BRITAIN TO EXPEL 23 RUSSIAN DIPLOMATS OVER SPY POISONING
British Prime Minister Theresa May on
Wednesday expelled 23 Russian diplomats believed
to be undeclared intelligence officers must leave Britain in a week and
suspended high-level contacts with Russia including for the World Cup, saying
her government found Moscow “culpable” of a nerve agent attack on a former spy.
May said she would be pushing for a “robust
international response” when the UN Security Council meets later Wednesday in
New York to discuss the attack on Sergei Skripal and his daughter on March 4.
Russia has repeatedly denied any involvement and its
London embassy warned that May’s response was “totally unacceptable and
shortsighted
May told parliament that Russia had failed to
respond to her demand for an explanation on how a Soviet-designed chemical,
Novichok, was used in the English city of Salisbury.
“There is no alternative conclusion other than that
the Russian State was culpable for the attempted murder of Mr Skripal and his
daughter,” she said.
She suspended all planned high-level contacts, which
includes revoking an invitation for Foreign Minister Sergei Lavrov to visit but
said she did not want to break off relations entirely.
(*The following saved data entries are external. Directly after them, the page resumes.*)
PR #602, opened 2026-08-05
refactor(installer): scrub remaining internal identifiers from bootstrap messages (#581)

shujaatTracebloc:
## What & why

Closes #581. Follow-up from the #576/#579 review (saadqbal). #579 sanitized the cosign verification-failure message; this sweeps the **remaining, lower-signal internal identifiers** still present in user-facing bootstrap messages — the `manifest.sha256` release-asset filename and the `RFC-0001 R8` internal spec code — to plain language, for consistency with #576.

**No behaviour change:** fail-closed paths, verification logic, and exit codes are untouched — only the wording of `echo`/`throw`/`Warn` strings changes.

## Changes
- **`install.sh`** — `manifest.sha256` → "the installer's integrity checksums" / "the installer's signed checksum list"; `.sig/.cert not published` / "authenticate the manifest" → "the installer's signature isn't published" / "confirm the download is authentic"; "signed manifests" → "signed releases".
- **`install.ps1`** — same wording, plus `(RFC-0001 R8)` removed from **every throw** (`Resolve-InstallRef`, `Confirm-ManifestSignature`, `Confirm-ScriptIntegrity`, the temp-dir guard).
- **Deliberately left untouched:** `RFC-0001` in code **comments** (not user-facing) and the actual `manifest.sha256` **file paths / URLs** (the real release assets).
- **Tests:** updated the two pinned assertions (`install-bootstrap.bats` + `install.Tests.ps1`) from `"no entry in manifest"` to `"isn't in the installer's signed checksum list"`.

## Verification
- No internal identifiers left in any user-facing message (grep of `echo`/`printf`/`throw`/`Warn`/`Err` — clean).
- Parse clean (bash + PS); `install.Tests.ps1` 28/0; `install-bootstrap.bats` green (the one failure is the pre-existing macOS "early bailout" flake); `bats-hygiene` 18/0; fail-closed + no-entry security tests still pass; check-style clean.
- `install.sh`/`install.ps1` are the bootstrap trust root (not manifested) — no manifest change.

## Note
Completes the #576/#577/#578 installer-robustness log-hygiene tail. Touches the same `install.sh`/`install.ps1` verify messages as #584 (#599); whichever merges second will need a small message-wording merge — I'll resolve it.

---

> [!NOTE]
> **Low Risk**
> Copy-only changes to installer error/warning strings and matching test assertions; no changes to verification logic or security gates.
> 
> **Overview**
> Continues the #576 installer log-hygiene work by rewriting **user-facing** bootstrap errors and warnings in `install.sh` and `install.ps1` so they no longer mention internal artifacts like `manifest.sha256` or the `RFC-0001 R8` spec code.
> 
> Messages now talk about **the installer's integrity checksums**, **signed checksum list**, and **installer signature** instead of manifest filenames and “authenticate the manifest.” PowerShell **throws** also drop the `(RFC-0001 R8)` suffix on ref, path-traversal, cosign, and integrity failures. **Comments and real release URLs/paths** for `manifest.sha256` are unchanged.
> 
> **Tests** (`install-bootstrap.bats`, `install.Tests.ps1`) only update expected substrings for the new copy. Verification logic, fail-closed behavior, and exit codes are untouched.
> 
> <sup>Reviewed by [Cursor Bugbot](https://cursor.com/bugbot) for commit 80333ba01e85e52b75cd9cba7de678a9129f4750. Bugbot is set up for automated code reviews on this repo. Configure [here](https://www.cursor.com/dashboard/bugbot).</sup>

### DIFF
--- a/scripts/install.ps1
+++ b/scripts/install.ps1
@@ -116,7 +116,7 @@ function Resolve-InstallRef {
       Warn "production box. A moved ref here can run arbitrary privileged code."
       Warn "============================================================================"
     } else {
-      throw "'$ref' is not an immutable release tag (expected vX.Y.Z). The bootstrap only trusts content-addressable release tags so a moved branch ref can't change what runs as Administrator on your box (RFC-0001 R8). Use a release tag, or for local dev set `$env:TRACEBLOC_ALLOW_UNVERIFIED = '1'`."
+      throw "'$ref' is not an immutable release tag (expected vX.Y.Z). The bootstrap only trusts content-addressable release tags so a moved branch ref can't change what runs as Administrator on your box. Use a release tag, or for local dev set `$env:TRACEBLOC_ALLOW_UNVERIFIED = '1'`."
     }
   }
 
@@ -125,7 +125,7 @@ function Resolve-InstallRef {
   # A '/' or '..' here is a path-traversal lever (it could escape the pinned tag
   # onto a mutable branch) — independent of which branch above let it through.
   if ($ref -match '/' -or $ref -match '\.\.') {
-    throw "Ref '$ref' contains a path separator or '..' -- refusing to build a fetch URL from it (path-traversal guard, RFC-0001 R8)."
+    throw "Ref '$ref' contains a path separator or '..' -- refusing to build a fetch URL from it (path-traversal guard)."
   }
 
   return $ref
@@ -343,7 +343,7 @@ function Confirm-ManifestSignature {
       Warn "Proceeding on checksum-only integrity. Not for production."
       return
     }
-    throw "cosign is required to verify the installer's signed manifest and couldn't be found or bootstrapped. Refusing to fall back to an unauthenticated, same-channel checksum (RFC-0001 R8). Fix: install cosign (https://docs.sigstore.dev/cosign/installation/) and re-run, or for local development only set `$env:TRACEBLOC_ALLOW_UNVERIFIED = '1'`."
+    throw "cosign is required to verify the installer's signed manifest and couldn't be found or bootstrapped. Refusing to fall back to an unauthenticated, same-channel checksum. Fix: install cosign (https://docs.sigstore.dev/cosign/installation/) and re-run, or for local development only set `$env:TRACEBLOC_ALLOW_UNVERIFIED = '1'`."
   }
 
   $sig  = Join-Path $TmpDir "manifest.sha256.sig"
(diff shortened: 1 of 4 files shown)


scripts/install.ps1
```diff
@@ -354,7 +354,7 @@ function Confirm-ManifestSignature {
       Warn "manifest signature/cert not published for this ref -- not verified (TRACEBLOC_ALLOW_UNVERIFIED=1)."
       return
     }
-    throw "manifest.sha256.sig / .cert not published for this release -- can't authenticate the manifest. Pin a release tag that ships them (RFC-0001 R8)."
+    throw "The installer's signature isn't published for this release -- can't confirm the download is authentic. Pin a release tag that ships it."
```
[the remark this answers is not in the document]
shujaatTracebloc: Fixed. The unverified-opt-in warn on the sig/cert path now reads "The installer's signature isn't published…", matching the bash warn and the PS throw on that path — my original grep keyed on `manifest.sha256` so this `manifest signature/cert` variant slipped through. (The generic word "manifest" in the cosign-unavailable messages is descriptive, not the filename/spec-code this PR scopes, so it stays.)

scripts/install.ps1
```diff
@@ -343,18 +343,18 @@ function Confirm-ManifestSignature {
       Warn "Proceeding on checksum-only integrity. Not for production."
       return
     }
-    throw "cosign is required to verify the installer's signed manifest and couldn't be found or bootstrapped. Refusing to fall back to an unauthenticated, same-channel checksum (RFC-0001 R8). Fix: install cosign (https://docs.sigstore.dev/cosign/installation/) and re-run, or for local development only set `$env:TRACEBLOC_ALLOW_UNVERIFIED = '1'`."
+    throw "cosign is required to verify the installer's signed manifest and couldn't be found or bootstrapped. Refusing to fall back to an unauthenticated, same-channel checksum. Fix: install cosign (https://docs.sigstore.dev/cosign/installation/) and re-run, or for local development only set `$env:TRACEBLOC_ALLOW_UNVERIFIED = '1'`."
```
saadqbal: You dropped the RFC code here but this throw (and the Warn two lines up, L342 `manifest signature NOT verified`) still say "signed manifest" / "manifest signature", while the sibling sig-not-published messages just below now say "the installer's signature". Same divergence in `install.sh` (L441/L445 vs L456/L459). Since the whole point is #576 vocabulary consistency, worth aligning these two cosign-unavailable strings too — or leave for the #584 merge you flagged. Not a blocker.

saadqbal (dismissed):
Clean scrub, tests updated on both sides and the assertions match the emitted strings exactly. One consistency nit inline — non-blocking. 👍

scripts/install.ps1
shujaatTracebloc: Good call — aligned both cosign-unavailable strings rather than deferring to the #584 merge. The `AllowUnverified` warn and the fail-closed throw/echo now read "the installer's signature" (matching the sig-not-published messages just below), in both `install.ps1` (L342/L346) and `install.sh` (L441/L445). Updated the pinned `install-bootstrap.bats` assertion to match; install.Tests.ps1 28/0 and bats-hygiene 18/0 stay green. RFC-0001 in code comments still left as-is per the PR scope. Pushed in 80333ba.

saadqbal (approved):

May also confirmed that
neither members of the royal family or ministers would attend the football
World Cup in Russia later this year.
And she outlined fresh measures against people
travelling to or living in Britain who were responsible for violations of human
rights or planned “hostile activities”.
NATO allies, including the United States, have
expressed their support for Britain following the first offensive use of a
nerve agent in Europe since World War II.
Along with the UN Security Council meeting in New
York, EU Council President Donald Tusk indicated that the issue would be on the
agenda of next week’s summit of the bloc’s leaders in Brussels.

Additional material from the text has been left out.